To be entirely honest, the hardest part is him wanting to be left alone. I know that makes me sound needy and selfish but I hate feeling like he is torturing himself and I just want to say something, do something that will take his pain away. This usually includes me buying him junk food, or stuff he really doesn’t need/want and trying to talk him through it. That never helps because it’s not what he needs, which makes me feel rejected and then we end up arguing which is SO not fair to him. Again it’s not about me, it’s about him. He needs to be left alone to work it out in his head, because this is an internal struggle and I have no right intruding.

But I can’t help it! Something mentally triggers in my head to want to “fix” it, make it better. I have a college education that is psychology based, I should be able to walk him through it, know what to say to pull him out of his funk. But having this background, I know very well that not everyone handles these issues the same way, and not everyone needs a hand to hold as they deal with their inner monologue. But I love him, and I want him to be at peace because we have such a beautiful life together. I worry that he is going to stop appreciating all of the fantastic things going on around him. I hate feeling helpless.

The truth is I am not helpless. I know exactly how to help him, it isn’t some mystery or secret code of his I have to crack. It is really clear he needs to be left alone, to cycle through his stream of consciousness on his own. It is just hard when we are partners in every other aspect of  life to step  back so he can face these problems alone. It makes me feel like I am doing the wrong thing, leaving him alone to navigate the inner workings of his mind. It’s this weird paradigm where helping actually means NOT helping.

What I need when I am sad or stressed is his attention, his hand to walk me through it, junk food and to be bought things I really don’t need or want. I focus so hard on treating L as an individual, letting her make her own decisions, remembering to speak with her before I change her diaper or clothes so she understands boundaries. Sometimes I forget to give Mike the same courtesy of giving him what he needs instead of what I feel like he SHOULD need.

Mike- I will give you space when you need it and be there with arms and ears wide open, when you need it. I love you, always.

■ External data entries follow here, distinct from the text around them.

PR #326, opened 2022-06-01
Add new optimized TX BPF implementation for OFDM modes.

tmiw:
This PR contains a potential optimized TX BPF implementation that basically ignores the complex component and only operates on real components. As a result, there is a significant improvement in performance on x86_64:

*Original implementation*:

```
HT-TM05:build_osx mooneer$ time src/freedv_tx --clip 1 --txbpf 1 700D hrlongsinewave.raw tx.raw

real	0m17.933s
user	0m17.444s
sys	0m0.095s
HT-TM05:build_osx mooneer$ time src/freedv_tx --clip 1 --txbpf 1 700D hrlongsinewave.raw tx.raw

real	0m17.501s
user	0m17.326s
sys	0m0.092s
HT-TM05:build_osx mooneer$ time src/freedv_tx --clip 1 --txbpf 1 700D hrlongsinewave.raw tx.raw

real	0m18.805s
user	0m18.241s
sys	0m0.138s
HT-TM05:build_osx mooneer$ 
```

*This PR*:

```
HT-TM05:build_osx mooneer$ time src/freedv_tx --clip 1 --txbpf 1 700D hrlongsinewave.raw tx.raw

real	0m13.571s
user	0m13.470s
sys	0m0.091s
HT-TM05:build_osx mooneer$ time src/freedv_tx --clip 1 --txbpf 1 700D hrlongsinewave.raw tx.raw

real	0m13.621s
user	0m13.491s
sys	0m0.092s
HT-TM05:build_osx mooneer$ time src/freedv_tx --clip 1 --txbpf 1 700D hrlongsinewave.raw tx.raw

real	0m13.513s
user	0m13.415s
sys	0m0.090s
HT-TM05:build_osx mooneer$
```

SNR per `freedv_rx` also appears similar to the current implementation:

```
HT-TM05:build_osx mooneer$ src/freedv_rx -v 700D tx.raw rx.raw
frame: 1  demod sync: 0  nin: 1280 demod snr: -5.00 dB  bit errors: 0 clock_offset: 0.000000
frame: 2  demod sync: 0  nin: 370 demod snr: -5.00 dB  bit errors: 0 clock_offset: 0.000000
frame: 3  demod sync: 1  nin: 1280 demod snr: 6.76 dB  bit errors: 0 clock_offset: 0.000000
frame: 4  demod sync: 1  nin: 1280 demod snr: 11.43 dB  bit errors: 0 clock_offset: 0.000000
frame: 5  demod sync: 1  nin: 1280 demod snr: 11.10 dB  bit errors: 0 clock_offset: 0.000000
frame: 6  demod sync: 1  nin: 1280 demod snr: 10.86 dB  bit errors: 0 clock_offset: 0.000000
frame: 7  demod sync: 1  nin: 1280 demod snr: 10.53 dB  bit errors: 0 clock_offset: 0.000000
frame: 8  demod sync: 1  nin: 1280 demod snr: 10.36 dB  bit errors: 0 clock_offset: 0.000000
frame: 9  demod sync: 1  nin: 1280 demod snr: 10.09 dB  bit errors: 0 clock_offset: 0.000000
frame: 10  demod sync: 1  nin: 1280 demod snr: 9.97 dB  bit errors: 0 clock_offset: 0.000000
```


tmiw:
@drowe67, are the assumptions made here reasonable? I'm also not sure if the 100 pole filter the PR is currently using for 700D is sufficient. From the code:

```
// Alternate version of above BPF generated using the following:
//
//     # taps = 100
//     0- 750 Hz: -60dB attenuation
//  1000-2000 Hz: 0.1dB ripple
//  2250-4000 Hz: -60dB attenuation
//
// This filter provides less steep skirts, which allows us to use fewer poles to
// provide bandpass filtering. As a result, there is a significant performance 
// improvement over the 100 pole Quisk complex filter above.
```

I had also tried the following BPF but there was no performance improvement (and might have had slightly worse runtime, even):

```
// BPF generated from http://t-filter.engineerjs.com/ using the following:
//
//     # taps = 256
//     0- 900 Hz: -60dB attenuation
//  1000-2000 Hz: 0.1dB ripple
//  2100-4000 Hz: -60dB attenuation
//
// Note that the coefficients are reversed. This is because after we add the current x[t] to the
// lookback buffer, we start calculating from x[t - N] and loop back around, making b[0] * x[t] the
// the last multiplication done. Doing it this way enables easier vectorization by the compiler 
// (or via e.g. CMSIS).
//
// Additionally, this filter is used as-is by fir_quick_*. That is, the coefficients are not made
// complex before applying them. This works as the TX BPF for OFDM modes is the last operation executed,
// after which the complex component is thrown out.
```

If the less steep skirts are okay, I can migrate 700E, etc. over too. 👍

tmiw:
One of the memory leak ctests is failing, will need to investigate tonight. Other than that, all other ctests pass. 👍

src/filter.c
```diff
@@ -279,3 +280,60 @@ void quisk_ccfFilter(complex float * inSamples, complex float * outSamples, int
...
+void fir_quick_destroy(struct fir_quick** filter)
+{
+    assert(filter != NULL);
+    assert(*filter != NULL);
+    
+    FREE((*filter)->lookbackBuffer);
+    FREE(*filter);
+    *filter = NULL;
+}
+
```
drowe67, line 308: Do we really need new init functions?  Could the original ones be use?  Perhaps this saves some memory.

src/filter_coef.h
```diff
@@ -614,3 +614,389 @@ float quiskFilt120t480[480] = {
...
 
+// BPF generated from http://t-filter.engineerjs.com/ using the following:
+//
+//     # taps = 256
+//     0- 900 Hz: -60dB attenuation
+//  1000-2000 Hz: 0.1dB ripple
+//  2100-4000 Hz: -60dB attenuation
+//
+// Note that the coefficients are reversed. This is because after we add the current x[t] to the
+// lookback buffer, we start calculating from x[t - N] and loop back around, making b[0] * x[t] the
```
drowe67, line 625: I think the coeffs are symmetrical, so it might run just fine without reversal.  As per my comments I would prefer not to change coeffs at this time - it may affect the compressor/PAPR.

drowe67:
Hi @tmiw - thanks for taking a look at optimising the BPF.  It is quite intensive in terms of CPU.

Some thoughts/questions:
1. On what platforms do we actually have a problem with CPU for this filter?  As per the Flex work - I'm uncomfortable about adding complexity to the ofdm code just for one particular platform.
1. I'm not that keen on alternate code paths - two pieces of code doing the same thing.  It means more to maintain and test.  I'm flexible on this if there is a good reason for it.  
1. Could this be done with a simple(r) change to `quisk_ccfFilter()` to just output the real part of the signal?
1. Does this break `freedv_comptx()` for 700D?
1. The shape factor of the filter is really up to us, I don't have any firm specs.  I guess stop band  >50dB as IIRC that's a typical Ham spurious spec.  Actually that 50dB is perhaps the product of the Tx sidebands (which might already be attenuated) and filter response. Perhaps before changing the filter coeffs we should establish some requirements.  It's all been a bit ad-hoc until now :thinking: 
1. Re suggested filter coeff changes - what is more important, CPU or shape factor?  Shape factor effectively sets the bandwidth of the on-air signal.  Perhaps we should set some requirements here.
1. However the filter coeffs also affect PAPR and hence performance so good to avoid changing the filter coeffs unless there is a really good reason, and we have checked the PAPR.  We could perhaps consider that step in another PR if there is a good reason for it.
1. Do you have a feel/measurement for the time spent in the filter code with the optimisation?  for example compare `--txbpf 0` to `--txbpf 1` with the optimisations in this PR.  So we can measure the CPU used by the filter alone.
1. What does the tx spectrum look like compared to the original, complex implementation?  Good to check it's still filtering as expected.

An idea I had along these lines (to really minimise the CPU) is use an IIR filter.  This could be very short (5th order).  They have a bit of phase distortion around the transitions but that's probably OK, as we have per-carrier phase estimation.  That might result in a universal solution (one code path, trivial storage for coeffs) that is very efficient.  Lot of work though ... many filters to develop/test and the idea might not work, e.g. IIR filter are short but don't vectorise well.

tmiw:
> Hi @tmiw - thanks for taking a look at optimising the BPF. It is quite intensive in terms of CPU.
> 
> Some thoughts/questions:
> 
> 1. On what platforms do we actually have a problem with CPU for this filter?  As per the Flex work - I'm uncomfortable about adding complexity to the ofdm code just for one particular platform.

The most immediate improvement would be for the embedded platforms (ESP32, SM1000). The ESP32S3, in particular, needs something like 20 extra milliseconds to run the current BPF, resulting in ~120ms total time generating 160ms of audio. In other words, it can still handle FreeDV in real time but a bit extra buffer would be nice.

In any case, the changes are intended to be used for all platforms, not just the embedded ones. This should help with maintainability.

> 2. I'm not that keen on alternate code paths - two pieces of code doing the same thing.  It means more to maintain and test.  I'm flexible on this if there is a good reason for it.

It looks like outside ofdm.c, the existing Quisk filter code is being used by freedv_700.c to go to/from 7500 and 8000 Hz sample rates. Keeping the old code around for 700C would be good to prevent the possibility of breaking that mode.

Other than that, once we figure out what to do for 700D, much of the work in this PR can easily be applied to 700E, etc. (and I intend to do so).

> 3. Could this be done with a simple(r) change to `quisk_ccfFilter()` to just output the real part of the signal?

The existing filters seem to be LPFs that are converted to complex BPFs by `quisk_cfTune()`. I'm not sure if it's sufficient to use only the real components of the complex BPFs generated by it.

> 4. Does this break `freedv_comptx()` for 700D?

Looks like `freedv_comptx()` gets used unless you're transmitting 2400A/B or 800XA. As I'm able to decode audio generated by `./freedv_tx` with `./freedv_rx` (and most ctests pass), I'm confident this didn't break it.

> 5. The shape factor of the filter is really up to us, I don't have any firm specs.  I guess stop band  >50dB as IIRC that's a typical Ham spurious spec.  Actually that 50dB is perhaps the product of the Tx sidebands (which might already be attenuated) and filter response. Perhaps before changing the filter coeffs we should establish some requirements.  It's all been a bit ad-hoc until now 🤔
> 6. Re suggested filter coeff changes - what is more important, CPU or shape factor?  Shape factor effectively sets the bandwidth of the on-air signal.  Perhaps we should set some requirements here.

I know for 700D we have been saying that it's 1 KHz wide. Perhaps we should make a best effort to steepen the skirts unless it causes a lot of trouble with CPU usage?

> 7. However the filter coeffs also affect PAPR and hence performance so good to avoid changing the filter coeffs unless there is a really good reason, and we have checked the PAPR.  We could perhaps consider that step in another PR if there is a good reason for it.

Is there something I can run to check this?

> 8. Do you have a feel/measurement for the time spent in the filter code with the optimisation?  for example compare `--txbpf 0` to `--txbpf 1` with the optimisations in this PR.  So we can measure the CPU used by the filter alone.

Using this PR:

```
HT-TM05:build_osx mooneer$ time src/freedv_tx --clip 1 --txbpf 1 700D hrlongsinewave.raw tx.raw

real	0m13.778s
user	0m13.578s
sys	0m0.097s
HT-TM05:build_osx mooneer$ time src/freedv_tx --clip 1 --txbpf 0 700D hrlongsinewave.raw tx.raw

real	0m11.543s
user	0m11.333s
sys	0m0.097s
HT-TM05:build_osx mooneer$
```

and with master:

```
HT-TM05:build_osx mooneer$ time src/freedv_tx --clip 1 --txbpf 1 700D hrlongsinewave.raw tx.raw

real	0m18.776s
user	0m17.653s
sys	0m0.104s
HT-TM05:build_osx mooneer$ time src/freedv_tx --clip 1 --txbpf 0 700D hrlongsinewave.raw tx.raw

real	0m12.572s
user	0m11.810s
sys	0m0.123s
HT-TM05:build_osx mooneer$
```

> 9. What does the tx spectrum look like compared to the original, complex implementation?  Good to check it's still filtering as expected.

700D spectrum according to Audacity (using master):

Screen Shot 2022-06-01 at 8 04 42 PM

and using this PR:

Screen Shot 2022-06-01 at 8 03 52 PM

The version generated with this PR seems a tad bit narrower with no change in peak.

> An idea I had along these lines (to really minimise the CPU) is use an IIR filter. This could be very short (5th order). They have a bit of phase distortion around the transitions but that's probably OK, as we have per-carrier phase estimation. That might result in a universal solution (one code path, trivial storage for coeffs) that is very efficient. Lot of work though ... many filters to develop/test and the idea might not work, e.g. IIR filter are short but don't vectorise well.

Considering the spectrum above, we might be able to adjust the new FIR further to more closely match master's results. That will likely reduce the number of taps (though I'm not sure by how much, so it's possible IIR could still improve performance even further).

src/filter.c
tmiw: I'm not fully sure we can remove the original ones at the moment. See below.

drowe67:
Hi @tmiw - lets discuss the goals and design:

1. So I think we both agree that improving the CPU load of the tx BPF filters is desirable. However the current CPU load isn't a practical problem on any platform (e.g. no end user would notice any difference).
1. From my side, I'd like to minimise any code changes, and new code paths.  I'm not inclined to make big changes just to lower CPU.  Happy to make modest changes, and accept a modest improvement in CPU.
1. I'm uncomfortable with changes to filter coefficients as this affects the PAPR tuning which does have an impact on SNR performance.  While we could work through this if there was a good reason too - I can't see a good reason given (1).  I'm also time poor at present, and this would require careful review.
1. We can't break `freedv_comptx()` - so I think the current Quisk implementation needs to stay.  Note that although `freedv_comptx()` is called by `freedv_tx()`, this is not a test that the complex valued version is working, as `freedv_tx` only works with real valued signals.  This is an oversight - there should be a ctest for complex sample operation of these FreeDV API functions.
1. The key thing you've discovered is that in the real valued `freedv_tx()` use case we can save a lot of CPU.  That's pretty cool.

So here is a suggested design:

1. Modify `quisk_ccfFilter()` to just perform calculations to output the real part.  No changes to the the filter init/tuning functions (minimal code changes).  As you suggest above this might need some investigation.  My first read of the function suggests real and imag samples are just parallel operations.
1. Enable this "real mode" when called from `freedv_tx()` somehow. 
1. Or alternatively code a `quisk_crfFilter()` function that just outputs real samples.
1.  So this is a new code path we need to test.  It should output the same samples as master - we are just not calculating the imag samples that are discarded anyway.
1. Add ctests to check `freedv_comptx()` and `freedv_comprx()` are working correctly with single sided, complex valued signals.  Need to think abut an appropriate test for this :thinking: Maybe a small exp(jw) frequency shift? Might need a new `codec2/unittest` application, rather than adding a complex code to `freedv_tx`.

@tmiw - would this design work for you :point_up:? I'm looking to come up with a design that meets both of our needs.  Please feel free to comment/suggest alternatives/spot any issues in my reasoning.

tmiw:
> 4. We can't break `freedv_comptx()` - so I think the current Quisk implementation needs to stay.  Note that although `freedv_comptx()` is called by `freedv_tx()`, this is not a test that the complex valued version is working, as `freedv_tx` only works with real valued signals.  This is an oversight - there should be a ctest for complex sample operation of these FreeDV API functions.

It looks like freedv-gui uses `freedv_comptx()` directly. However, the complex components of the input samples are likely still 0. There is a call to `freq_shift_coh()` immediately after which I'm not sure about though. Do you know of anything else from third parties that uses `freedv_comptx()`?

> 5. The key thing you've discovered is that in the real valued `freedv_tx()` use case we can save a lot of CPU.  That's pretty cool.

Yep 👍 

> So here is a suggested design:
> 
> 1. Modify `quisk_ccfFilter()` to just perform calculations to output the real part.  No changes to the the filter init/tuning functions (minimal code changes).  As you suggest above this might need some investigation.  My first read of the function suggests real and imag samples are just parallel operations.

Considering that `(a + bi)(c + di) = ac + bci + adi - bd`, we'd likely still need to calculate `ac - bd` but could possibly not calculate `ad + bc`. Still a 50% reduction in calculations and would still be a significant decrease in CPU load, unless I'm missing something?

At the beginning of this blog I mentioned it was part one of two. So let me explain, when I pitched the idea about writing how I struggle to be what he needs when he is depressed or anxious, he was less than thrilled because how could I portray his depression and anxiety properly? I told him about how writing about my post-partum anxiety helped me tremendously to not only get it “off my chest” but also see the incredible amount of support I received. We spoke about how great my other blogs have been for our relationship in helping him understand my thoughts and feelings in a way that I am not so great at verbalizing. He likes to call it “verbal judo.” But my writing makes how I am feeling a little more definitive and clear.

So, Mike is guest writing a blog that I will post soon because he is right, when it comes to explaining his mental health, I could never do him justice. Now, for anyone who knows Mike, you know he is a man of few words. I personally am so grateful he agreed to this so I can get a little more insight into the way his brain works especially in his moments of despair. Hopefully, this blog “mini- series” will help other couples and/or individuals be more open to starting a conversation about mental health. Every time I get information that helps me to understand him more, it allows me to love him better. Add incredibly brave to the long list of wonderful things this man is..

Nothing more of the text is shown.